PR #962, opened 2018-03-27
Adding shoryuken gem

mdbenjam:
We need to add the Shoryuken gem before we can start running Shoryuken on our boxes.


Gemfile.lock
```diff
@@ -292,8 +292,8 @@ GEM
     rails-dom-testing (2.0.3)
       activesupport (>= 4.2.0)
       nokogiri (>= 1.6)
-    rails-html-sanitizer (1.0.3)
-      loofah (~> 2.0)
+    rails-html-sanitizer (1.0.4)
```
aroltsch: I wonder why this thing is being updated.

mdbenjam: I did it manually because `rails-html-sanitizer` had a vulnerability.

PR #969, opened 2018-03-30
Removing Sidekiq

mdbenjam:
Removing any remaining remnants of Sidekiq.


app/middleware/metrics_collector.rb
```diff
@@ -32,13 +31,4 @@ def collect_postgres_metrics
     PrometheusService.postgres_db_connections.set({ type: "dead" }, dead)
     PrometheusService.postgres_db_connections.set({ type: "idle" }, idle)
   end
-
-  def collect_background_jobs_metrics
```
mdbenjam: We should be able to do this from SQS and datadog now.

config/secrets.yml
```diff
@@ -18,7 +18,7 @@
 development:
   secret_key_base: 8c6b64e47fa8d523a9ea3d7e7658dbd5ee916003785039b14ffdd076fae644afaedc04eb683fc705c47f6f07020184c8cf3a30e79f2258521a45b861ab8e7862
   redis_url_cache: <%= ENV["REDIS_URL_CACHE"] || "redis://localhost:6379/0/cache/" %>
-  redis_url_sidekiq: <%= ENV["REDIS_URL_SIDEKIQ"] || "redis://localhost:6379" %>
+  redis_url: <%= ENV["REDIS_URL_SIDEKIQ"] || "redis://localhost:6379" %>
```
mdbenjam: We don't use this url for sidekiq anymore, so just changing it to redis_url. Probably not worth changing the ENV name.

Issue #971, opened 2018-04-01
Visiting URL for manifest user did not create returns "record not found"


lowellrex:
In the course of working on #954, I discovered the following edge case that could cause problems (and complicates the solution to #954 significantly).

▶ Your goal
Copy out each line of the data in which the word "PrometheusService" appears.

▶ Task solution
     PrometheusService.postgres_db_connections.set({ type: "dead" }, dead)
     PrometheusService.postgres_db_connections.set({ type: "idle" }, idle)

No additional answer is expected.